---
title: "present and future"
# output: rmarkdown::pdf_document
output: rmarkdown::html_vignette
vignette: >
  %\VignetteIndexEntry{present and future}
  %\VignetteEncoding{UTF-8}
  %\VignetteEngine{knitr::rmarkdown}
editor_options: 
  markdown: 
    wrap: 72
---

```{r, include = FALSE}
knitr::opts_chunk$set(
  collapse = TRUE,
  comment = "#>"
)
# boolean to turn off chunks that download large datasets
eval_chunk <- FALSE
```


Whilst `pastclim` is mostly designed to handle palaeoclimate time series, it can
also be used to manipulate present reconstructions and future projections.
Currently, it covers the WorldClim and the CHELSA datasets, but it could easily be adapted to 
use other sources.

# Present reconstructions

## WorldClim
Present-day reconstructions for WorldClim v2.1 are based on the mean for the period 1970-2000, 
and are available at multiple resolutions of
10 arc-minutes, 5 arc-minutes, 2.5 arc-minute and 0.5 arc-minutes. The resolution
of interest can be obtained by changing the ending of the dataset name 
*WorldClim_2.1_RESm*, e.g. *WorldClim_2.1_10m* or *WorldClim_2.1_5m*. In `pastclim`, the datasets are given
a date of 1985 CE (the mid-point of the period of interest). There are 19 “bioclimatic” variables, as well as monthly 
estimates for minimum, mean, and maximum temperature, and precipitation.

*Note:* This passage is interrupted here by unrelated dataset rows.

Issue #58, opened 2026-06-05
DQN: add Double-DQN and soft (Polyak) target updates to reliably solve CartPole


rjwalters:
## Background

Vanilla DQN (landed in PR #52, closes #48) does not currently reach the CartPole ≥475 average reward threshold listed in #48's acceptance criteria. The smoke run climbed from ~20 to a peak of ~175 around 28k env steps, then exhibited the well-known catastrophic-forgetting dip back to ~120 by 60k steps. PR #52 was approved with this as an explicit deferral, on the grounds that the scaffolding is sound and reliably solving CartPole is downstream of the standard fixes.

## What this issue does

Land the two highest-leverage standard fixes to make CartPole reliable:

### 1. Double-DQN target computation
Change the TD target in `src/train/dqn/loss.rs` from

    y = r + γ · max_a' Q_target(s', a') · (1 - done)

to the Double-Q form:

    a* = argmax_a' Q_online(s', a')
    y = r + γ · Q_target(s', a*) · (1 - done)

This decouples action selection from action evaluation, killing the well-known overestimation bias that makes vanilla DQN unstable on CartPole.

### 2. Soft (Polyak) target updates
Add a `soft_update_tau: Option<f64>` field to `DQNConfig`. When `Some(tau)`, replace the hard target-net copy in `maybe_sync_target` with `target_params = tau * online_params + (1 - tau) * target_params`, applied every step (not every `target_update_interval` env steps). Default to `None` for backwards compatibility; the CartPole example flips it on.

## Acceptance criteria

- `DQNConfig` gains `soft_update_tau: Option<f64>` (default `None`).
- `compute_td_target` in `src/train/dqn/loss.rs` uses Double-Q indexing.
- `DQNTrainer::maybe_sync_target` does Polyak when `soft_update_tau.is_some()`, else falls back to today's hard copy.
- Unit tests: Double-Q target matches a hand-computed value on a 2-step synthetic; soft update with `tau=0.005` moves target params toward online params (not equal to them).
- `examples/games/cartpole/train_cartpole_dqn.rs` configures `soft_update_tau(0.005)` and reaches **≥475 average reward over the last 100 episodes** within ~50k env steps on a fixed seed. (The actual deferred acceptance criterion from #48.)
- README "Algorithms" section mentions Double-DQN.

## Out of scope (file separate issues if needed)

- Prioritized Experience Replay (see follow-up issue)
- Dueling Q-network architecture
- n-step returns
[...]

PR #66, opened 2026-06-05
fix(dqn): remove misleading target_synced field from DQNStepStats

### LINKED ISSUE #57: DQN: DQNStepStats::target_synced is always false (cosmetic bug)
## Bug

In `src/train/dqn/trainer.rs`, the `DQNStepStats` struct returned by `DQNTrainer::train_step` hard-codes `target_synced: false` with a comment like `// set by caller via maybe_sync_target`, but no caller ever patches it. The example loop calls `maybe_sync_target()` correctly on the env-step counter, so the algorithm is correct — only the diagnostic field is misleading. Tooling that reads `stats.target_synced` will always see `false`.

## Fix

One of:

1. Move the sync-counter logic INTO `train_step` and have it set the field correctly. (Changes the call-shape of the trainer; nontrivial.)
2. Remove the `target_synced` field from `DQNStepStats` entirely and let callers track sync timing themselves. (Simpler.)
3. Plumb the sync result back from `maybe_sync_target` so the caller can update the field before logging. (Awkward.)

Option 2 is probably the cleanest — the field has no consumer today and adds nothing once removed.

## Acceptance

- `DQNStepStats::target_synced` either gets set correctly or is deleted.
- `cargo test --features training` passes.
- Example `examples/games/cartpole/train_cartpole_dqn.rs` still produces sensible output.

## Source

Surfaced by Judge during PR #52 review. Non-blocking at the time; logged as a "small follow-up tidy."

rjwalters:
## Summary

Removes the `target_synced: bool` field from `DQNStepStats` in `src/train/dqn/trainer.rs`. The field was always hardcoded to `false` with a comment claiming the caller would patch it, but no caller ever did. The env-step loop already tracks sync timing itself via `total_env_steps % target_update_interval`, so the field added nothing and was misleading to any tooling reading it.

This is option 2 from the issue (cleanest), as the field had no consumer.

## Scope of changes

- `src/train/dqn/trainer.rs`: removed the field from the `DQNStepStats` struct definition (with its doc comment) and from the struct literal returned by `train_step`. Total: 3 lines deleted, no other files touched.

No tests, examples, or other consumers referenced `target_synced` (verified by `grep -rn "target_synced"`), so no caller-side cleanup was needed.

## Test plan

- [x] `cargo build --features training --release` succeeds
- [x] `cargo test --features training` passes (153 lib tests + integration + doc tests, all green)
- [x] `cargo +nightly fmt --check` clean
- [x] `cargo +nightly doc --no-deps --all-features` produces 0 warnings
- [x] `examples/games/cartpole/train_cartpole_dqn.rs` builds

Closes #57

Co-Authored-By: Claude Opus 4.7 (1M context) <noreply@anthropic.com>

### DIFF
--- a/src/train/dqn/trainer.rs
+++ b/src/train/dqn/trainer.rs
@@ -27,8 +27,6 @@ pub struct DQNStepStats {
     pub epsilon: f64,
     /// Replay buffer fill level at the time of this update.
     pub buffer_len: usize,
-    /// Whether the target network was synced this step.
-    pub target_synced: bool,
 }
 
 /// DQN Trainer.
@@ -247,7 +245,6 @@ impl DQNTrainer {
             mean_q: mean_q_val,
             epsilon: self.last_epsilon,
             buffer_len: self.buffer.len(),
-            target_synced: false, // set by caller via maybe_sync_target
         }))
     }
 }


rjwalters:
## Judge Review: Approved

**Decision**: Approve — clean cosmetic cleanup, exactly as scoped by issue #57 option 2.

### Verification

- **Diff**: 3 lines deleted from `src/train/dqn/trainer.rs` only (field decl + doc comment + struct-literal assignment). No other files touched. Matches PR description.
- **Base**: `main`, mergeStateStatus `CLEAN`.
- **CI**: All 7 checks green (Tests Linux+libtorch, Tests macOS+libtorch, Check no-libtorch x2, Documentation, Rustfmt, Security Audit).
- **No remaining consumers**: builder's `grep -rn target_synced` confirms zero references in `src/`, `examples/`, or `tests/` post-PR.
- **Rubric fit**: issue #57 explicitly preferred option 2 ("field has no consumer and adds nothing once removed") — that's exactly what landed.

### Coordination with PR #67

PR #67 (Double-DQN + soft target updates, closes #58) touches the same area but the two are non-conflicting:

- PR #67's `dqn.rs` change to `DQNStepStats` is only a re-export line (`pub use trainer::{DQNStepStats, DQNTrainer}`) — no fields edited.
- PR #67 does not touch the `DQNStepStats` struct body or the `train_step` return literal where `target_synced` lived.
- `grep target_synced` on PR #67's diff: zero hits.

Whichever PR merges first, the other should rebase cleanly. The builders coordinated correctly.

### Notes for the breaking-change ledger

This is a public-API field removal on `DQNStepStats`. Pre-1.0, and the field was documented as caller-patched but never actually patched, so removing it is the right call — but downstream tooling that destructured `DQNStepStats { target_synced, .. }` will need a one-line edit. Worth a CHANGELOG line whenever the next release goes out.

Approving and handing off to merge.

PR #205, opened 2026-06-21
PSRO: per-iteration on_iteration callback + live tracing (NFSP-parity)

rjwalters:
Closes #202. PR B of the PSRO perf epic #198.

## What

Adopt NFSP's observability pattern for PSRO so per-iteration progress is visible **during** `run()` rather than only after the aggregate stats return.

### Callback API

```rust
pub fn run<F>(&mut self, mut on_iteration: F) -> Result<PsroStats>
where
    F: FnMut(&PsroIterationStats);

pub fn run_silent(&mut self) -> Result<PsroStats> { self.run(|_| {}) }
```

`on_iteration(&iter_stats)` fires once per outer iteration, immediately after that iteration's `PsroIterationStats` is constructed and before it is pushed to history. The `iteration` field increases monotonically `1..=max_iterations`. This mirrors `NfspTrainer::run` / `run_silent` exactly.

### Changes

- `src/multi_agent/psro.rs`: `run()` -> generic `run<F>(on_iteration)`; new `run_silent()` shim. In-module tests migrated to `run_silent()`.
- `examples/games/bucket_brigade/train_psro.rs`: live `iter k/N  pop_size=...  exploitability=...` logging via the callback; the "PSRO's run() is opaque" post-hoc stats-walk workaround removed. (Mid-run checkpoint **writing** remains #204; this PR only fires the callback per-iteration and wires live logging.)
- Integration tests migrated to `run_silent()`: `test_psro_matching_pennies`, `test_psro_n_player_matching_pennies`, `test_seeded_reproducibility`, `test_psro_bucket_brigade`.

### Tests

New unit tests in `psro.rs`:
- `test_psro_run_callback_fires_per_iteration` — asserts the callback fires exactly `max_iterations` times with monotonically increasing iteration indices matching the pushed history order.
- `test_psro_run_silent_records_full_history` — asserts `run_silent()` records the full per-iteration history.

## Backward compatibility

All existing `run()` callers/tests migrated to `run_silent()` in the same PR. Existing PSRO behaviour is unchanged (the no-op callback path is identical to the old loop).

## Coordination note

#201 (parallel PR) also edits `psro.rs` (payoff-eval seeding). My edits are localized to the `run()`/callback surface to minimize conflict.

## Verification

- `cargo test --features training --lib psro`: 23 passed, 0 failed (incl. 2 new tests).
- `cargo fmt --check`: clean.
[...]

Issue #204, opened 2026-06-21
PSRO: mid-run checkpointing during run() + parallelized-baseline calibration on alc-2 (operator-gated)


rjwalters:
**Part of #198. Depends on #203 and #202. OPERATOR-GATED — requires alc-2 (32-core) cluster hardware; a sweep Builder must NOT claim this (mirrors #134 and #184).**

## Background

The #134 cluster run found PSRO yields nothing on a killed run: `PsroTrainer::run()` had no mid-run checkpointing, so a multi-hour run that died left no artifact (`docs/research/2026-06-bucket-brigade-validation.md`). With the per-iteration `on_iteration` callback from #202 and the parallelized payoff eval from #203 in place, we can both checkpoint *during* the run and produce a real calibration.

### 1. Mid-run checkpointing (CI-testable part)

Using the `on_iteration` callback (#202), have `examples/games/bucket_brigade/train_psro.rs` write per-agent BR policies + the meta-Nash distribution to disk **during** `run()` at `CHECKPOINT_INTERVAL_ITERATIONS`, not after. The trainer stays format-agnostic (file IO + the `Recorder` live in the example, behind the `training` feature); expose whatever minimal accessor the closure needs to pull the newest BR per agent (e.g. reuse/extend `PsroTrainer::populations(agent)`). A killed run must leave resumable `psro_{cell}_iter{k}_agent{a}.bin` files.

### 2. Calibration on alc-2 (operator-gated part)

On a 32-core alc node (release, CPU NdArray), run the parallelized PSRO on at least one bucket-brigade no-convergence cell and capture:
- per-iteration wall-clock at the parallelized baseline,
- core utilization (confirm >1 core used),
- speedup vs the single-thread baseline,
- a feasible #134 PSRO budget recommendation.

## Acceptance criteria

- [ ] Intermediate checkpoints written during `run()` (resumable / partial-result-safe); a unit/integration test exercises the checkpoint-callback logic on CPU CI.
- [ ] **[operator]** A multi-core PSRO run on alc-2 showing >1 core utilized and a measured speedup vs the single-thread baseline, numbers committed to `docs/research/2026-06-bucket-brigade-validation.md`.
- [ ] **[operator]** A documented per-iteration wall-clock + a feasible #134 PSRO budget recommendation appended to the research doc / #134.

## Why operator-gated (do not relabel loom:issue)

[...]

Issue #202, opened 2026-06-21
PSRO: per-iteration on_iteration callback + live tracing (NFSP-parity), remove opaque-run() workaround


rjwalters:
**Part of #198.** Independent of #201 / the parallelization work — can be built in parallel.

## Background

`PsroTrainer::run()` (`src/multi_agent/psro.rs:1280`) is opaque: it runs all iterations internally and only returns the full `PsroStats` history at the end. The bucket-brigade example documents the pain directly — "PSRO's `run()` is opaque — we cannot easily inject a per-iter" (`examples/games/bucket_brigade/train_psro.rs:253`) — and works around it by walking the stats history *after* `run()` returns. Result: no live progress during multi-hour runs (the #134 cluster run showed "zero iteration output"), per `docs/research/2026-06-bucket-brigade-validation.md`.

NFSP already solved this cleanly: `NfspTrainer::run<F>(&mut self, mut on_iteration: F)` with a `run_silent()` shim (`src/multi_agent/nfsp.rs:527` / `:592`), and `train_nfsp.rs` logs `iter k/N reservoir_sizes=... avg_ap_loss=...` live (`train_nfsp.rs:241`). PSRO should match this exactly.

## Task

- Change `PsroTrainer::run()` to `run<F: FnMut(&PsroIterationStats)>(&mut self, on_iteration: F)`, invoking `on_iteration(&iter_stats)` immediately after each iteration's `PsroIterationStats` is constructed (psro.rs:1350), before pushing to history.
- Add `run_silent(&mut self) -> Result<PsroStats>` delegating to `run(|_| {})` (mirrors NFSP).
- **Backward-compat:** migrate existing no-arg `run()` callers/tests to `run_silent()` in the same PR (matching-pennies tests, any others).
- Update `examples/games/bucket_brigade/train_psro.rs` to use the callback for live `tracing::info!` per-iteration logging matching NFSP's format (e.g. `iter k/N  exploitability=...  pop=...`), and **delete** the opaque-run post-hoc stats-walk workaround (train_psro.rs:253-312, keeping the final-save logic).

## Acceptance criteria

- [ ] `PsroTrainer::run` takes an `FnMut(&PsroIterationStats)` callback; `run_silent()` exists.
- [ ] A unit test asserts the callback is invoked exactly `max_iterations` times with monotonically increasing `iteration` values.
[...]

Issue #201, opened 2026-06-21
PSRO: make payoff-cell evaluation a pure, per-cell-seeded function (determinism prep)


rjwalters:
**Part of #198.**

## Background

`PsroTrainer::evaluate_payoff_joint` (`src/multi_agent/psro.rs:1591`) is the per-cell payoff evaluator that the `population^N` payoff-tensor loop (`run()`, psro.rs:1330-1340) calls for every boundary cell. It is the dominant cost in long PSRO runs (the #134 cluster run never completed 4 iters / 256 cells in 40 min — see `docs/research/2026-06-bucket-brigade-validation.md`).

Before that loop can be parallelized (#198 PR B), the evaluator must become **pure and order-independent**. Today it threads the **shared `&mut self.rng`** into `get_action_host_seeded` for action sampling (psro.rs:1622). That makes each cell's action draws depend on global RNG state and evaluation order, so the cells are NOT independent — a `par_iter` would silently change results.

The env-reset seed is *already* derived deterministically per `(joint, ep)` (psro.rs:1603-1610); only the action-sampling RNG is shared.

## Task

Refactor `evaluate_payoff_joint` so each cell evaluation is fully self-contained:

- Extract the body into a function that takes **no `&mut self.rng`**. It constructs a **local** `StdRng::seed_from_u64(per_cell_seed)` where `per_cell_seed` is derived from `(config.seed, joint_hash)` (reuse the existing little-endian `joint_hash` scheme), and threads that local RNG into both `reset_joint` and every `get_action_host_seeded` call.
- Per-episode seeding stays as-is (seed mixes in `ep`).
- The function must depend only on `(joint, config, the per-agent policies for that joint, env_factory)` — no other trainer mutable state.

This is a **behavior change** vs. the current shared-RNG path (the payoff numbers will move once), so it lands serially here, ahead of parallelization, with the new values pinned by tests.

## Acceptance criteria

- [ ] `evaluate_payoff_joint` no longer reads or mutates `self.rng`; action sampling uses a per-cell local `StdRng` seeded from `(config.seed, joint)`.
- [ ] A unit test asserts **order-independence**: evaluating the same set of boundary cells in two different orders (and re-evaluating a single cell twice) yields bit-identical payoff vectors.
[...]

PR #207, opened 2026-06-21
Parallelize PSRO payoff-tensor eval with rayon, bit-identical to serial

### LINKED ISSUE #203: PSRO: parallelize payoff-tensor evaluation with rayon, bit-identical to serial path
**Part of #198. Depends on #201.**

## Background

The PSRO payoff-tensor evaluation is the `population^N` bottleneck that made PSRO impractical on the #134 cluster run (4 iters / 256 cells never finished in 40 min; see `docs/research/2026-06-bucket-brigade-validation.md`). The boundary-slab loop in `PsroTrainer::run()` (`src/multi_agent/psro.rs:1330-1340`) evaluates every new joint-strategy cell **serially** on one core, ignoring the 31 other cores on the alc nodes.

After #201 makes `evaluate_payoff_joint` a **pure, per-cell-seeded** function (no shared `self.rng`), the boundary cells become independent and the loop is embarrassingly parallel. The repo already uses rayon under the `training` feature (`src/env/pool.rs:23` / `:98`, `Cargo.toml:72,127`) — follow that convention.

## Task

- Replace the serial boundary-slab loop (psro.rs:1332-1340) with a rayon parallel evaluation: collect the boundary `components` vectors, then `boundary.into_par_iter().map(|joint| (joint, evaluate_payoff_joint_pure(&joint, ...))).collect()`, then write results into the cache serially (deterministic insert order). Each task clones the joint's per-agent policies (`JointPolicy: Clone`) and builds its own env via `env_factory` — no shared mutable state crosses threads.
- Add the minimal `Send`/`Sync` bounds needed on the parallel path (mirror `EnvPool`'s `E: Send` convention, pool.rs:58/96). If trait-bound friction is high, gate parallelism behind the `rayon`/`training` feature with a serial fallback.
- **Determinism is the load-bearing guarantee:** because each cell seeds its own `StdRng` from `(config.seed, joint)` (#201), the parallel result MUST be bit-identical to the serial result regardless of thread count or scheduling.

## Acceptance criteria

- [ ] Boundary-cell payoff evaluation runs via rayon `par_iter` (under the `training`/`rayon` feature).
- [ ] A unit test asserts **par == serial bit-identically**: run the payoff tensor through the parallel path and a serial reference path and assert cell-for-cell equality (locally testable on CPU CI; does NOT require multi-core hardware to validate correctness — rayon will use available threads and the seeding makes the result thread-count-invariant).
- [ ] Existing PSRO determinism tests still pass.
- [ ] `cargo test --features training` green; no clippy regressions.

## Out of scope (noted in #198)

- Parallelizing the per-agent BR rollouts (smaller win: N vs population^N; larger determinism refactor since BR shares `self.populations` growth + opponent-sampling RNG). Stretch note only.
- Committed wall-clock speedup numbers — those are operator-gated in #198 PR D (needs alc-2 32-core box).

## Affected files

- `/Users/rwalters/GitHub/thrust/src/multi_agent/psro.rs`

tier:goal-advancing

rjwalters:
Closes #203. PR C of the PSRO perf epic #198 (depends on #201, merged).

## What

The PSRO boundary-slab loop in `PsroTrainer::run()` evaluated every new joint-strategy cell serially on one core — the `population^N` bottleneck from the #134 cluster run. Since #201 made `evaluate_payoff_joint_pure` a pure, per-cell-seeded function (local `StdRng` from `(config.seed, joint)`, no shared trainer RNG), the slab is now embarrassingly parallel.

## Changes

- **`evaluate_payoff_boundary_parallel`**: `par_iter`s over the boundary cells, clones each joint's per-agent policies (`P: Clone`), builds a fresh env via `env_factory`, and calls `evaluate_payoff_joint_pure`. Results are collected by index (rayon preserves input order), then written into the cache serially in the same deterministic order as the old loop.
- **`run()` loop**: gathers the boundary cells in deterministic flat order, then dispatches them to the parallel evaluator.

## Send/Sync handling

The parallel closures bind only the `Sync` field borrows (`&self.populations`, `&self.config`, `&self.env_factory`, `&self.device`) into locals, so they never capture the whole `&self` — which also holds the non-`Sync` `Box<dyn MetaSolver>` and the `FP`/`FO` factory closures. Minimal bounds `P: Send + Sync`, `E: Send`, `FE: Sync`, `B::Device: Sync` are added to `run`/`run_silent` only, mirroring the `EnvPool` Send-bound convention (`src/env/pool.rs:58`). **No `Mutex`** is introduced, so the hot loop is never serialized.

## Bit-identity (load-bearing)

New test `test_payoff_boundary_parallel_matches_serial_bit_identically`:
- asserts the parallel slab equals a serial cell-by-cell reference **cell-for-cell exactly**, and
- re-runs the parallel path inside rayon thread pools of size **1 and 4**, asserting both equal the serial reference — proving thread-count invariance. Fully CPU-CI-testable; no cluster needed.

## Pre-existing breakage fixed

`test_payoff_cell_eval_is_order_independent` still called the no-arg `run()` removed by #202 (#205) — origin/main did not compile its psro lib tests. Switched that call to `run_silent()`.

## Out of scope

Per-agent BR rollout parallelism (smaller win, larger determinism refactor) and committed wall-clock speedup numbers (operator-gated #204).

## Verification

- `cargo test --features training --lib psro`: 26 passed.
- `cargo test --release --features training --test test_psro_matching_pennies`: 2 passed (determinism/convergence unchanged).
- `cargo fmt --check`: clean.
- `cargo clippy --all-targets --features training -- -D warnings`: zero new errors in touched files (pre-existing repo-wide clippy debt untouched).
- `RUSTDOCFLAGS="-D warnings" cargo doc --no-deps --features training`: clean.

### DIFF
--- a/src/multi_agent/psro.rs
+++ b/src/multi_agent/psro.rs
@@ -92,6 +92,7 @@
 use anyhow::{Result, anyhow};
 use burn::{optim::Optimizer, tensor::backend::AutodiffBackend};
 use rand::{Rng, SeedableRng, rngs::StdRng};
+use rayon::prelude::*;
 
 use crate::{
     multi_agent::joint::{
@@ -1294,6 +1295,14 @@ where
     pub fn run<F>(&mut self, mut on_iteration: F) -> Result<PsroStats>
     where
         F: FnMut(&PsroIterationStats),
+        // Bounds required by the rayon-parallel boundary-slab evaluation
+        // (issue #203). Mirror the `EnvPool` Send-bound convention
+        // (pool.rs:58). The parallel payoff result is bit-identical to a
+        // serial sweep because each cell is pure (issue #201).
+        P: Send + Sync,
+        E: Send,
+        FE: Sync,
+        B::Device: Sync,
     {
         let num_agents = self.joint_config.num_agents;
 
@@ -1346,14 +1355,31 @@ where
             // new radix. We iterate flat indices and decompose.
             let total_new = new_k.checked_pow(num_agents as u32).expect("k^N overflow");
             let new_strategy_idx = new_k - 1;
-            for s in 0..total_new {
-                let components = decompose_joint_index(s, num_agents, new_k);
-                let touches_boundary = components.contains(&new_strategy_idx);
-                if !touches_boundary {
-                    continue;
-                }
-                let payoffs = self.evaluate_payoff_joint(&components);
-                self.payoff_cache.set_cell(&components, payoffs);
+
+            // Gather the boundary cells (those whose per-agent index
+            // vector includes the newest strategy) in deterministic flat
+            // order. This is the `population^N` slab that dominates PSRO
+            // cost on large N (issue #198).
+            let boundary: Vec<Vec<usize>> = (0..total_new)
+                .filter_map(|s| {
+                    let components = decompose_joint_index(s, num_agents, new_k);
+                    components.contains(&new_strategy_idx).then_some(components)
+                })
+                .collect();
+
+            // Evaluate every boundary cell in parallel. Each cell is a
+            // pure function of `(config.seed, joint)` (issue #201), so
+            // the parallel result is **bit-identical** to a serial sweep
+            // regardless of thread count or scheduling: cells share no
+            // mutable state, each clones its joint policies and builds a
+            // fresh env via `env_factory`, and seeds a local `StdRng`.
+            // Results are collected by index (not push order), then
+            // written into the cache serially below, so the cache is
+            // populated in the same deterministic order as the old serial
+            // loop. See `evaluate_payoff_boundary_parallel`.
+            let evaluated = self.evaluate_payoff_boundary_parallel(&boundary);
+            for (components, payoffs) in boundary.iter().zip(evaluated) {
+                self.payoff_cache.set_cell(components, payoffs);
             }
 
             // Step 4: re-solve the meta-Nash on the post-append cache
@@ -1381,7 +1407,13 @@ where
     /// iteration callback. Use this when per-iteration observation is
     /// not needed (mirrors
     /// [`NfspTrainer::run_silent`](crate::multi_agent::nfsp::NfspTrainer::run_silent)).
-    pub fn run_silent(&mut self) -> Result<PsroStats> {
+    pub fn run_silent(&mut self) -> Result<PsroStats>
+    where
+        P: Send + Sync,
+        E: Send,
+        FE: Sync,
+        B::Device: Sync,
+    {
         self.run(|_| {})
     }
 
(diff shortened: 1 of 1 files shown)


rjwalters:
## Judge verdict: APPROVED

Reviewed with extra scrutiny on parallelism correctness. Verified locally (full Tests CI ~1-2h is intentionally not blocked per epic policy).

### Order independence (correct)
`evaluate_payoff_boundary_parallel` collects via `par_iter().map(...).collect()` — rayon preserves input order — and the caller writes the cache with `boundary.iter().zip(evaluated)` in the same deterministic flat order as the old serial loop. No push-order, no index races. The payoff tensor is order-independent.

### Bit-identity (the core bar) — holds
Each cell delegates to the pure `evaluate_payoff_joint_pure` (#201/#206), which seeds a local `StdRng` from `config.seed ^ splitmix64(joint_hash)` and per-episode reset seeds from `(config.seed, joint_hash, ep)` — zero shared mutable RNG. The new test `test_payoff_boundary_parallel_matches_serial_bit_identically` asserts parallel == serial cell-for-cell with `assert_eq!` on `Vec<Vec<f32>>` (exact, not approximate), and re-runs the parallel path inside dedicated rayon pools of size **1 and 4**, asserting both equal the serial reference — genuinely proving thread-count invariance.

### Send/Sync (minimal + correct)
The new fn binds only the Sync field borrows (`&populations`, `&config`, `&env_factory`, `&device`) into locals before `par_iter`, so the closure never captures the whole `&self` (which holds the non-Sync `Box<dyn MetaSolver>` and the `FP`/`FO` factory closures). Bounds `P: Send + Sync, E: Send, FE: Sync, B::Device: Sync` added only to `run`/`run_silent`/the new fn — mirroring the `EnvPool` convention. Each task clones its policies (`P: Clone`) and builds a fresh env. **No `Mutex`** — the hot loop is never serialized.

### Pre-existing broken-test fix (verified)
Confirmed origin/main's psro lib test target did NOT compile: `test_payoff_cell_eval_is_order_independent` called the no-arg `run()`, but `run` on main takes a `FnMut` callback (replaced in #205). #207 correctly switches it to `run_silent()`. **Merging this restores green psro tests.**

### Local verification (all green)
- `cargo test --features training --lib psro` — **26 passed**, 0 failed (compiles + passes, target restored)
- `cargo test --release --test test_psro_matching_pennies` — 2 passed
- `cargo test --release --test test_psro_n_player_matching_pennies` — 2 passed (the N-player `population^N` target)
- `cargo test --release --test test_seeded_reproducibility` — 2 passed (bit-identical traces)
- `cargo fmt --check` — clean
- clippy — zero warnings referencing psro.rs (the 45 errors are pre-existing debt in `src/inference/mod.rs`, untouched since #99; not introduced here)
- `RUSTDOCFLAGS=-D warnings cargo doc --no-deps` — clean

### Scope
Additive/contained: only `src/multi_agent/psro.rs` (+225/-10).

Approving on local-pass. UNSTABLE merge state is solely the still-pending long Tests CI.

So, the annual variables for the 10m arc-minutes dataset are:
```{r}
library(pastclim)
get_vars_for_dataset("WorldClim_2.1_10m")
```

And the monthly variables
```{r}
get_vars_for_dataset("WorldClim_2.1_10m", monthly = TRUE, annual = FALSE)
```

We can manipulate data in the usual way. We start by downloading the dataset:
```{r eval=eval_chunk}
download_dataset(
  dataset = "WorldClim_2.1_10m",
  bio_variables = c("bio01", "bio02", "altitude")
)
```

We can then use `region_slice` to extract the data as a `SpatRaster`:
```{r eval=eval_chunk}
climate_present <- region_slice(
  time_ce = 1985,
  bio_variables = c("bio01", "bio02", "altitude"),
  dataset = "WorldClim_2.1_10m"
)
```

## CHELSA
Present-day reconstructions for CHELSA v2.1 are based on the mean for the period 1981-2000, 
and are available at the high resolution of 0.5 arc-minutes. *CHELSA_2.1_0.5m*. In `pastclim`, the datasets are given
a date of 1990 CE (the mid-point of the period of interest). There are 19 “bioclimatic” variables, as well as monthly 
estimates for minimum, mean, and maximum temperature, and precipitation.

So, the annual variables for the CHELSA dataset are:
```{r}
library(pastclim)
get_vars_for_dataset("CHELSA_2.1_0.5m")
```

And the monthly variables
```{r}
get_vars_for_dataset("CHELSA_2.1_0.5m", monthly = TRUE, annual = FALSE)
```

We can manipulate data in the usual way. We start by downloading the dataset:
```{r eval=eval_chunk}
download_dataset(
  dataset = "CHELSA_2.1_0.5m",
  bio_variables = c("bio01", "bio02")
)
```

We can then use `region_slice` to extract the data as a `SpatRaster`:
```{r eval=eval_chunk}
climate_present <- region_slice(
  time_ce = 1990,
  bio_variables = c("bio01", "bio02"),
  dataset = "CHELSA_2.1_0.5m"
)
```

The datasets for each variable are very large due to the high resolution. Besides
downloading the data, it is also possible to use a virtual raster, leaving the 
files on the server, and only downloading the pixels that are needed. We can achieve
that by using the dataset *CHELSA_2.1_0.5_vsi*. 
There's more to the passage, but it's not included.